Sunset Witness (2014)
An anthropomorphic surveillance camera, installed on the Moyka River embankment, sits motionlessly on a rooftop with an easel in its android hands, as if its mechanized eye has just discovered the beautiful world unfolding around it. Christened by the local media as the Russian WALL·E, the installation garnered a considerable amount of press attention, with a replica shortly appearing on the outlying shores of the Gulf of Finland.
Sunset Witness - Replica in Solnechnoye
Continuing the same visual repertoire of lyrical interventions are In Wild (2014), Untitled (2014), Super Duck (2015), and many other works, some of which tackle a broader societal preoccupation, such as the tourismification of Saint Petersburg, animal violence, poverty, food fetishism, et cetera.
In Wild (2014)
Untitled (2014)
Super Duck (2015)
Psst.. Tourists (2016)
Furious (2016)
Flies Series (2015)
Hioshi’s street credibility vaguely echoes the urban practices of Banksy and Pasha 183, whose inspirational influence is acknowledged by the artist himself.
The new piece, Affordable Housing (2016), appeared in one of the Moscow’s parks and is essentially a nest box designed to cram in each and every “Russian bird” in need of a home — but only under the strict auspices of the Orthodox Church.
Affordable Housing (2016)
The artist’s pseudonym suggests a certain genderless nondescriptness, as it can be phonetically interpreted as the English phrase “he or she”. The artist comments: “I am trying to say that an artist’s personality, and much more so such a piffle as the artist’s sex, is absolutely irrelevant. This is why I choose to retain my anonymity so that my works have no association with my character. I want them to be perceived as they are, as if they materialized of their own accord and without a creator who has his or her age, sex, height, weight, hair color, and positive or negative features.”
Paint As If You're Going to Die (2016)
Sensitized to recent political turmoil and radicalized authoritarianism, the latest of Hioshi’s work is dedicated to the infamous Yarovaya Law, which was passed in May 2016 and, among other things, obliges telephone and internet providers to store records of all communications, as well as to help intelligence agencies decode encrypted messaging services.

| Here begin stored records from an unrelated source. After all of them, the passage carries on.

Issue #6382, opened 2022-01-03
[BUG] Newly created tiddlers sort at the bottom of tag lists, by time created


sobjornstad:
**Describe the bug**: If no list information is available for a tiddler, that tiddler is listed in order of *creation* in tag pills (after all alphabetically sorted items) until the wiki is reloaded. [This isn't supposed to happen.](https://talk.tiddlywiki.org/t/are-tiddlers-supposed-to-sort-in-order-created-during-the-current-session/1989)

**To Reproduce**
1. Grab a copy of `empty.html` (or start in an existing wiki).
2. Create a tiddler `B` with tag `T`.
3. Create a tiddler `A` with tag `T`.
4. Click the tag pill for `T`.

**Expected behavior**: The tiddlers are listed in the order `A B`, since A comes alphabetically before B and there is no `list`, `list-before`, or `list-after` information field on any of the tiddlers.

**Actual behavior**: The tiddlers are listed in the order `B A`, by the order of their creation.

After saving and reloading the wiki, they're correctly listed in the order `A B`. If list information is provided (e.g., by setting `list-after` on tiddler A to `B`), then they're displayed in the correct order. Removing the list information without reloading the wiki restores the incorrect order.

The problem occurs regardless of whether the tag tiddler `T` exists.

**TiddlyWiki Configuration (please complete the following information):**
 - Version: v5.2.1
 - Saving mechanism: Tested on Node.js and the download saver.
 - Plugins installed: None required to exhibit the behavior (except core, obviously)
 
**Desktop (please complete the following information):**
 - OS: Linux
 - Browser: Tested Chromium and Vivaldi
 - Version: All recent versions (currently on Chromium 96)

Jermolene:
Thanks @sobjornstad I've created a draft PR with a failing test which I *think* corresponds to the issue – see #6383

sobjornstad:
Looks right to me.

pmario:
@sobjornstad -- Is the OP resolved? If yes please close.

There have been commits that should fix the problem.

pmario:
@Jermolene -- IMO it seems this bug is fixed already - please close

Jermolene:
Thanks @pmario @sobjornstad

PR #6383, opened 2022-01-03
Fix for tag ordering issue #6382

Jermolene:
A failing test for fixing #6382

[UPDATE 4th Jan 2022](https://github.com/Jermolene/TiddlyWiki5/pull/6383#issuecomment-1004640078) – Added a naive fix for the failing test, which breaks 121 other tests

[UPDATE 8th Jan 2022] The fix is now pretty reasonable. It ensures that tiddler ordering behaviour always matches that of a freshly loaded wiki.

### DIFF
--- a/boot/boot.js
+++ b/boot/boot.js
@@ -75,10 +75,10 @@ $tw.utils.insertSortedArray = function(array,value) {
 	var low = 0, high = array.length - 1, mid, cmp;
 	while(low <= high) {
 		mid = (low + high) >> 1;
-		cmp = array[mid];
-		if(value > cmp) {
+		cmp = value.localeCompare(array[mid]);
+		if(cmp > 0) {
 			low = mid + 1;
-		} else if(value < cmp) {
+		} else if(cmp < 0) {
 			high = mid - 1;
 		} else {
 			return array;
@@ -1101,7 +1101,7 @@ $tw.Wiki = function(options) {
 		tiddlerTitles = null, // Array of tiddler titles
 		getTiddlerTitles = function() {
 			if(!tiddlerTitles) {
-				tiddlerTitles = Object.keys(tiddlers).sort();
+				tiddlerTitles = Object.keys(tiddlers).sort(function(a,b) {return a.localeCompare(b);});
 			}
 			return tiddlerTitles;
 		},
--- a/boot/boot.js
+++ b/boot/boot.js
@@ -1111,7 +1111,7 @@ $tw.Wiki = function(options) {
 		shadowTiddlerTitles = null,
 		getShadowTiddlerTitles = function() {
 			if(!shadowTiddlerTitles) {
-				shadowTiddlerTitles = Object.keys(shadowTiddlers).sort();
+				shadowTiddlerTitles = Object.keys(shadowTiddlers);
 			}
 			return shadowTiddlerTitles;
 		},
--- a/boot/boot.js
+++ b/boot/boot.js
@@ -69,6 +69,26 @@ $tw.utils.isArrayEqual = function(array1,array2) {
 };
 
 /*
+Add an entry to a sorted array if it doesn't already exist, while maintaining the sort order
+*/
+$tw.utils.insertSortedArray = function(array,value) {
+	var low = 0, high = array.length - 1, mid, cmp;
+	while(low <= high) {
+		mid = (low + high) >> 1;
+		cmp = array[mid];
+		if(value > cmp) {
+			low = mid + 1;
+		} else if(value < cmp) {
+			high = mid - 1;
+		} else {
+			return array;
+		}
+	}
+	array.splice(low,0,value);
+	return array;
+};
+
+/*
 Push entries onto an array, removing them first if they already exist in the array
 	array: array to modify (assumed to be free of duplicates)
 	value: a single value to push or an array of values to push
@@ -1134,10 +1154,8 @@ $tw.Wiki = function(options) {
 				}
 				// Save the new tiddler
 				tiddlers[title] = tiddler;
-				// Check we've got it's title
-				if(tiddlerTitles && tiddlerTitles.indexOf(title) === -1) {
-					tiddlerTitles.push(title);
-				}
+				// Check we've got the title
+				tiddlerTitles = $tw.utils.insertSortedArray(tiddlerTitles || [],title);
 				// Record the new tiddler state
 				updateDescriptor["new"] = {
 					tiddler: tiddler,
--- a/boot/boot.js
+++ b/boot/boot.js
@@ -1081,7 +1081,7 @@ $tw.Wiki = function(options) {
 		tiddlerTitles = null, // Array of tiddler titles
 		getTiddlerTitles = function() {
 			if(!tiddlerTitles) {
-				tiddlerTitles = Object.keys(tiddlers);
+				tiddlerTitles = Object.keys(tiddlers).sort();
 			}
 			return tiddlerTitles;
 		},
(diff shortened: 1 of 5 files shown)


Jermolene:
The underlying issue is that the wiki methods that iterate over tiddlers do so in order of insertion into the store. The last commit 51175616d37275c402a7a6f14a5e16d925f4a794 fixes the failing tests introduced in 32f79d16c680f1cf8c8a38b6bd2305bb2c961ba5, but it also breaks approximately 121 other tests. Examining a sampling shows that the tests currently have a dependency on the insertion order.

The fix in 51175616d37275c402a7a6f14a5e16d925f4a794 is naive – presumably it would be more efficient to maintain a sorted array of titles in addition to the store object itself – but it is easy to reason about, and gives us a sound basis for fixing the 121 affected tests.

I'd welcome other thoughts on this – @saqimtiaz @joshuafontany @clutterstack @flibbles

Jermolene:
Oops the fix needs more work – we're still pushing new tiddlers to the top of the previously sorted titles arrays.

Jermolene:
I've updated the fix to maintain the sorted order of the array. Now there are 122 other tests failing.

flibbles:
Wait, tag ordering isn't the same as tiddler store ordering.

Tags order themselves based on the tag's "list" field, and the tiddlers' declaration of "list-after" and "list-before". Outside of those directives, I always thought that the tag ordering was undefined. Sorting the underlying tiddler store would have much more of an effect (not to mention introduce performance overhead considering how often wiki.getTiddlerTitles is called. Wouldn't it be better to...

1. Just accept that tag ordering is undefined outside of "list", "list-after", and "list-before"?
2. Or have the tag indexer keep its internal lists sorted whenever it's updated?

flibbles:
I would think option 1 would be better. If someone actually cared about tag ordering, they'd use those directives, or they'd just add [sort[]] to their filters.

flibbles:
> In terms of performance, there's actually no impact on wiki.getTiddlerTitles because we only do the sorting once, and thereafter the burden falls on adding new tiddlers which require the binary search to find the correct insertion point. Tiddler creation is relatively rare (it can't affect the refresh performance, for instance).

Oh, it will? It looked like in https://github.com/Jermolene/TiddlyWiki5/commit/51175616d37275c402a7a6f14a5e16d925f4a794 that it was sorting Object.keys()'s return results every time. If that was just a naive approach, and we just sort whenever we add new tiddlers, then I think this may actually be preferable. I think Object.keys() allocates a new array every time, whereas if we kept a sorted array around, we could just return that, and it'll be more time and memory efficient.

flibbles:
Oh, I see what's happening. I didn't _see more context_. We're populating tiddlerTitles on request and caching it, and then purging it after any tiddler changes. I guess that works too.

Pity. I've written all my plugins under the assumption that [all[]] and [tag[]] returned an undefined order. Now they'll all be sorting unnecessarily.

Jermolene:
Hi @flibbles 

> This may cause plugin tests for many developers to break as well (myself included).

Indeed, it smashes a wrecking ball through the core tests too. But I find it hard to defend the current behaviour because it is so baffling for end users.

clutterstack:
> I've updated the fix to maintain the sorted order of the array. Now there are 122 other tests failing.

Github doesn't have enough emojis.

I have some fatigue in the way of my powers of comprehension at the moment, but if I'm understanding correctly:

* there's a mechanism that sorts tiddlers alphabetically in tag-pill lists, except for newly-created ones, which show up in order of creation until reload (disregarding `list-*`)
* this is actually only one example of how the order of filter results must actually be changing on reload?
* alphabetical order is preferred
* this can be enforced on tiddler creation by sorting the tiddlers in the store or keeping a sorted array of tiddler titles
* should not be a performance hit to do the latter
* but currently 122 tests depend on tiddlers being in the store in their order of insertion (does this indicate widespread dependency on this order in core, or is it limited to tests?)
* ? Any changes to plugins or unit tests that break would likely be limited to adding a sort() to some filters?

How it would affect me if you change this

* hahahaha I have no unit tests
* possibly some plugins I have written will break in some way I didn't know I was depending on that order
* that's fine. Only I use them, and they're always in some state of brokenness.

After all that: I don't have strong feelings on the approach. :)

It's rather pedal-to-the-metal at my new job or I would feel more comfortable committing to help adapt tests (or whatever they're indicating might need fixing in core, though my JS is rudimentary) if you wanted to press on.

Jermolene:
Thanks @clutterstack 

> I have some fatigue in the way of my powers of comprehension at the moment, but if I'm understanding correctly:

That's right.

> * but currently 122 tests depend on tiddlers being in the store in their order of insertion (does this indicate widespread dependency on this order in core, or is it limited to tests?)

It's just the tests. They create tiddlers in more or less random order, and then run filters to test the results. Very often the ordering reflects the default insertion order.

> * ? Any changes to plugins or unit tests that break would likely be limited to adding a sort() to some filters?

Yes, that will work for a lot of the tests. For the tests that are actually sensitive to ordering one would have to change the expected result that is being tested against.

> * possibly some plugins I have written will break in some way I didn't know I was depending on that order

If so, your users will likely already be seeing different results in a freshly loaded wiki vs. one in which they have dynamically created tiddlers.

> It's rather pedal-to-the-metal at my new job or I would feel more comfortable committing to help adapt tests (or whatever they're indicating might need fixing in core, though my JS is rudimentary) if you wanted to press on.

Thank you! One thing that we're going to need help with is explaining the change in a way that will make sense to end users.

Jermolene:
I've just pushed fixes for the failing tests.

In most cases, the underlying insertion order was showing through in the expected test results. Some of the cases are subtle – for example, the `each` and `eachday` operator are dependent on the store ordering.

I'd welcome another set of eyes on these.

Jermolene:
I've found another unexpected consequence of these changes: stylesheets are now sorted differently

<details>
<summary>Screenshots of the differences</summary>

The current prerelease:

Screenshot 2022-01-08 at 09 39 13

This branch:

Screenshot 2022-01-08 at 09 38 56

</detail>

A couple of thoughts while I give this more consideration:

* Changing stylesheet ordering is not acceptable, and will need to be fixed
* This may invalidate some of the changes to the expected test results in ee03ee57f59aa3a21a518c0190acbdd060497a49

saqimtiaz:
It suggest checking whether this is also impacts ordering of templates/cascades.

flibbles:
I haven't checked, but it's my understanding that stylesheet ordering was originally determined by plugin priority, THEN alphabetical order. It wouldn't be too hard to change the core to sort by plugin priority. It might make sense to do that too.

Otherwise there's the pre-existing problem where someone makes a stylesheet tiddler and gets the results they want, but then they reload, and because their tiddler now sorts before other plugins, the css applies differently.

Jermolene:
I've improved the fix to avoid the problem of the stylesheets being reordered. 

The order of tiddlers in the HTML file is sorted using localeCompare(), and that determines the insertion order in previous versions. So if we want to be compatible with older versions we have to use localeCompare() to order tiddlers, not a plain sort().

I've also removed the sorting of the shadow tiddlers; we should instead use the ordering determined by the plugin unpacking process.

We're now at 92 failing tests, which will need careful review.

Jermolene:
Hi @flibbles 

> I haven't checked, but it's my understanding that stylesheet ordering was originally determined by plugin priority, THEN alphabetical order. It wouldn't be too hard to change the core to sort by plugin priority. It might make sense to do that too.

That's correct, and that behaviour is now retained in this PR.

> Otherwise there's the pre-existing problem where someone makes a stylesheet tiddler and gets the results they want, but then they reload, and because their tiddler now sorts before other plugins, the css applies differently.

That problem should now be fixed in this PR.

PR #6388, opened 2022-01-06
Add support for directly setting style.* attributes on HTML elements

Jermolene:
## Introduction

It is currently possible to use the standard HTML "style" attribute to add styling to an HTML element:

```
<div style="background:red;">
```

It is proposed to add the ability to set individual style properties directly:

```
<div style.background="red">
```

Note that this extension is not part of the HTML standard.

This improvement makes it easier to use computed CSS property values:

```
<div style.background={{!!colour}}>
```

Instead of:

```
<div style={{{ [{!!colour}addprefix[background:]addsuffix[;]] }}}>
```

## Style property names

The present implementation accepts both the camelcase and dashed versions of CSS property names. Thus the following two examples will have the same effect:

```
<div style.backgroundColor="red">
<div style.background-color="red">
```

## Attribute ordering

There is a potential ambiguity in cases where the `style` attribute is specified alongside a direct style attribute. This is resolved by processing the attributes in the order that they appear. In the following example, the result is to set the background to blue and the foreground to green:

```
<div style="background:red;color:green;" style.background="blue">
```

Meanwhile, in this example, the background will be red and the foreground green:

```
<div style.background="blue" style="background:red;color:green;">
```

## Progress

* [x] Add support for direct style attributes to HTML element widget
* [ ] Add support for direct style attributes to other widgets

### DIFF
--- a/core/modules/widgets/widget.js
+++ b/core/modules/widgets/widget.js
@@ -314,21 +314,28 @@ excludeEventAttributes: ignores attributes whose name begins with "on"
 Widget.prototype.assignAttributes = function(domNode,options) {
 	options = options || {};
 	var self = this;
-	$tw.utils.each(this.attributes,function(v,a) {
-		// Check exclusions
-		if(options.excludeEventAttributes && a.substr(0,2) === "on") {
-			v = undefined;
+	$tw.utils.each(this.parseTreeNode.orderedAttributes,function(attribute,index) {
+		var name = attribute.name, value = self.getAttribute(name);
+		// Check for excluded attribute names
+		if(options.excludeEventAttributes && name.substr(0,2) === "on") {
+			value = undefined;
 		}
-		if(v !== undefined) {
-			var b = a.split(":");
-			// Setting certain attributes can cause a DOM error (eg xmlns on the svg element)
-			try {
-				if (b.length == 2 && b[0] == "xlink"){
-					domNode.setAttributeNS("http://www.w3.org/1999/xlink",b[1],v);
-				} else {
-					domNode.setAttributeNS(null,a,v);
+		if(value !== undefined) {
+			// Handle the xlink: namespace
+			var namespace = null;
+			if(name.substr(0,6) === "xlink:" && name.length > 6) {
+				namespace = "http://www.w3.org/1999/xlink";
+				name = name.substr(6);
+			}
+			// Handle styles
+			if(name.substr(0,6) === "style." && name.length > 6) {
+				domNode.style[$tw.utils.unHyphenateCss(name.substr(6))] = value;
+			} else {
+				// Setting certain attributes can cause a DOM error (eg xmlns on the svg element)
+				try {
+					domNode.setAttributeNS(namespace,name,value);
+				} catch(e) {
 				}
-			} catch(e) {
 			}
 		}
 	});
--- a/core/modules/widgets/widget.js
+++ b/core/modules/widgets/widget.js
@@ -341,11 +341,11 @@ Widget.prototype.assignAttributes = function(domNode,options) {
 	// Not all parse tree nodes have the orderedAttributes property
 	if(this.parseTreeNode.orderedAttributes) {
 		$tw.utils.each(this.parseTreeNode.orderedAttributes,function(attribute,index) {
-			assignAttribute(attribute.name,self.getAttribute(attribute.name));
+			assignAttribute(attribute.name,self.attributes[attribute.name]);
 		});	
 	} else {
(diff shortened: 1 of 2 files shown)


pmario:
I don't understand, why this is needed. We can use classes to style HTML elements. Hardcoded styles make theming extremely difficult, since the style attribute will overwrite every CSS setting. 

Most browsers support [CSS variables](https://caniuse.com/?search=css%20variables) now. We don't use any of those possibilities in the core yet. I think they are much more performant then using wikitext CSS variables, since they are optimized by the browser vendors. 

I can't find the proposed syntax in the HTML spec. Can you post a link?

Jermolene:
> I don't understand, why this is needed. We can use classes to style HTML elements. Hardcoded styles make theming extremely difficult, since the style attribute will overwrite every CSS setting.

There are several use cases:

* The new syntax is more concise and clear
* To make it easier to use computed values for styles (it's often not practical to use classes)
* To make it possible to trigger CSS animations (we have to be able to reset individual styles in order to animate them)

> Most browsers support [CSS variables](https://caniuse.com/?search=css%20variables) now. We don't use any of those possibilities in the core yet. I think they are much more performant then using wikitext CSS variables, since they are optimized by the browser vendors.

But to be useful we still need a way to inject wikitext values into those variables, which takes us back to stylesheets generated from wikitext.

> I can't find the proposed syntax in the HTML spec. Can you post a link?

The proposed syntax is not part of the HTML spec. I've clarified the OP.

saqimtiaz:
> The proposed syntax is not part of the HTML spec. I've clarified the OP.

I actually consider this a plus as it makes it very clear that something wikitext specific is going on. Our syntax for HTML is already not standards compliant due to the support for assigning attributes via variables and transclusions. 

I think a lot of the misunderstandings that lead users to expect things like the following to work, arise because they don't realize that HTML tags are implemented by widgets: `<a href="http://mysite/{{!!title}}">{{!!title]]</a>`. 
Therefore `<a href={{!!title}}>` looks to them like arbitrary concatenation and no different than the prior erroneous example.

twMat:
I know of a lot of changes for "styling" that I'd love to see but like pmario I'm not convinced about this idea. Maybe it is a matter of getting used to.

Q: Would this only be useful for setting a single style attribute in the html tag? Or could things be chained somehow?

...

(*"...they don't realize that HTML tags are implemented by widgets"* - Say whaaaaat!? No, they certainly had no clue about this!!! )

Jermolene:
Here's an example of why this change is so useful. Consider this fragment of wikitext, showing one way to assign computed CSS properties to a DIV:

```
\define lenticulate-image-style()
color: $(color)$;
left: $(x)$px;
top: $(y)$px;
\end

<$let
	color={{{ [<myvar>get[color]] }}}
	left={{{ [<myvar>get[left]divide<myfactor>] }}}
	top={{{ [<myvar>get[top]divide<myfactor>] }}}
>
	<div style=<<lenticulate-image-style>>>
	...
	</div>
</$let>
```

The trouble with that implementation is that the `<$let>` widget gets refreshed if the value of any of its variables changes, which means that the div gets entirely deleted and recreated, which stops CSS animations working.

The alternative with the new syntax avoids that problem and is more concise:

```
<div
	style.color={{{ [<myvar>get[color]] }}}
	style.left={{{ [<myvar>get[left]divide<myfactor>addsuffix[px]] }}}
	style.top={{{ [<myvar>get[top]divide<myfactor>addsuffix[px]] }}}
>
...
</div>
```

saqimtiaz:
Worth noting that the ability to specific style attributes already exist, this change just makes it much less cumbersome to do so. It is not suggested that inline styles be used instead of classes for styling, but for certain situations such as animations they are needed.

CodaCodr:
Very nice - I like this a lot.

Wondering if this might be considered:

```
<div
  with(style){
    color={{{ [<myvar>get[color]] }}}
    left={{{ [<myvar>get[left]divide<myfactor>addsuffix[px]] }}}
    top={{{ [<myvar>get[top]divide<myfactor>addsuffix[px]] }}}
  }
>
...
</div>
```
Obviously possible, but desirable? If yes, what about...

```
<div
  with(data){
    id=foo
    something=bar
  }
>
...
</div>

<!-- which produces ... -->

<div data-id=foo  data-something=bar> ...<div>
```
Probably pushing the boat out too far -- and no, I don't have a use-case.

Jermolene:
Thanks @CodaCodr 

> Wondering if this might be considered:

I'm not sure if it's worth it. Generally speaking, the widget format trades brevity for clarity (while the wikitext syntax forms are intended to optimise for ease of typing)

Issue #7054, opened 2022-11-22
[BUG] Reuse of $:/core/ui/EditTemplate/fields broken in v5.2.3


Jermolene:
### Describe the bug

The changes in #6511 have resulted in significant data loss for at least one user:

https://talk.tiddlywiki.org/t/is-that-a-bug-undefined-variable-on-the-core-ui-edittemplate-fields-cause-all-the-tiddlers-to-be-deleted-when-creating-a-new-field/5247

The problem is that the changes in #6628 are not backwards compatible. They require that additional variables are set before transcluding `$:/core/ui/EditTemplate/fields`

### TiddlyWiki Configuration

v5.2.3

Jermolene:
Do you have any thoughts about this @FlashSystems?

FlashSystems:
I've had a look at the code and found the problem: The clean-up-routine that deletes all the temporary tiddlers contains a prefix-filter to clean up all temporary tiddlers that were created for different types of input fields. These share a common prefix to make them easy to find. This prefix-filter uses the `newFieldValueTiddlerPrefix` variable. If this variable is empty, the prefix-filter matches all tiddlers :fearful:.
I did not expect anyone reaching directly into the core and calling this out of context. This was definitely not good defensive programming practice :disappointed:
I'll create a PR that creates a `safeNewFieldValueTiddlerPrefix` that makes sure that, if there is no value set, a dummy value will be created that matches nothing. I'll also limit the filter to tiddlers starting with `$:/temp/NewFieldValue` to make sure that a non-empty, but still bogus value for `newFieldValueTiddlerPrefix` can only cause very little damage.

Jermolene:
> I've had a look at the code and found the problem: The clean-up-routine that deletes all the temporary tiddlers contains a prefix-filter to clean up all temporary tiddlers that were created for different types of input fields. These share a common prefix to make them easy to find. This prefix-filter uses the `newFieldValueTiddlerPrefix` variable. If this variable is empty, the prefix-filter matches all tiddlers 😨.
> I did not expect anyone reaching directly into the core and calling this out of context. This was definitely not good defensive programming practice 😞
[...]

PR #7092, opened 2022-12-05
Fix for bug #7054

FlashSystems:
This PR fixes the bug #7054 and another problem that was discovered on the way.

The PR adds a default for `newFieldValueTiddlerPrefix` and a safe default in case the clean-up functions are called with an empty value for `newFieldValueTiddlerPrefix`. I think the risk that new regressions are caused by this changes is rather low. I tried to keep the changes to a minimum.

### DIFF
--- a/core/ui/EditTemplate/fields.tid
+++ b/core/ui/EditTemplate/fields.tid
@@ -17,7 +17,9 @@ $:/config/EditTemplateFields/Visibility/$(currentField)$
 \define new-field-actions()
 \whitespace trim
 <$action-sendmessage $message="tm-add-field" $name={{{ [<newFieldNameTiddler>get[text]] }}} $value={{{ [<newFieldNameTiddler>get[text]] :map[subfilter<get-field-value-tiddler-filter>get[text]] }}}/>
-<$action-deletetiddler $filter="[<newFieldNameTiddler>] [prefix<newFieldValueTiddlerPrefix>] [<storeTitle>] [<searchListState>]"/>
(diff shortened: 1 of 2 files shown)


core/ui/EditTemplate/fields.tid
```diff
@@ -10,14 +10,20 @@ $:/config/EditTemplateFields/Visibility/$(currentField)$
 [[hide]] -[title{$(config-title)$}]
 \end
 
+<!-- Beware this is duplicated from EditTemplate.tid. For details see bug #7054 -->
```
pmario, line 13: TW allows you to use the `\import` pragma. Would this be an option to avoid code duplication? https://tiddlywiki.com/prerelease/#Pragma

FlashSystems: Hello @pmario,

the problem would be that if a plugin or user has overwritten the source tiddler (in this case `FieldEditor.tid`) the `\import` paragma would not find the imported macro, and we would be back to square one.

This would only work if I create a completely new tiddler (that is extremely unlikely to be already overwritten) and import it into both of the destinations. But I think this is too much of a change for a bugfix.

Maybe it would be a good idea to define a path in TiddlyWiki that must not be overwritten by the user or plugins, where we can put utility macros to import without the risk that they vanish.

pmario: >the problem would be that if a plugin or user has overwritten the source tiddler (in this case FieldEditor.tid) the \import paragma would not find the imported macro, and we would be back to square one.

Ahhh ... OK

Secrecy of Correspondence (2016)
Steeped in dainty lampoonery, Hioshi’s artistic objects creatively contest the mundane and humdrum daily life of the megalopolis and provide a brilliant example of whip-smart public art which has no need to bamboozle the audience with gigantic proportions. The artist's credo clearly suggests that public monumentality is at its most poetic when small.
Feeding (2015)
Greedy Bastard (2015)
Iaroslav Volovod is an independent curator and art researcher based in St. Petersburg, Russia. His personal and professional identities have sensitized him to non-dominant experience and institutional practices that address communities at the cusp of change. Currently he is investigating South Asian artists in Britain, in addition to working intensively as a curator with international and local art practitioners.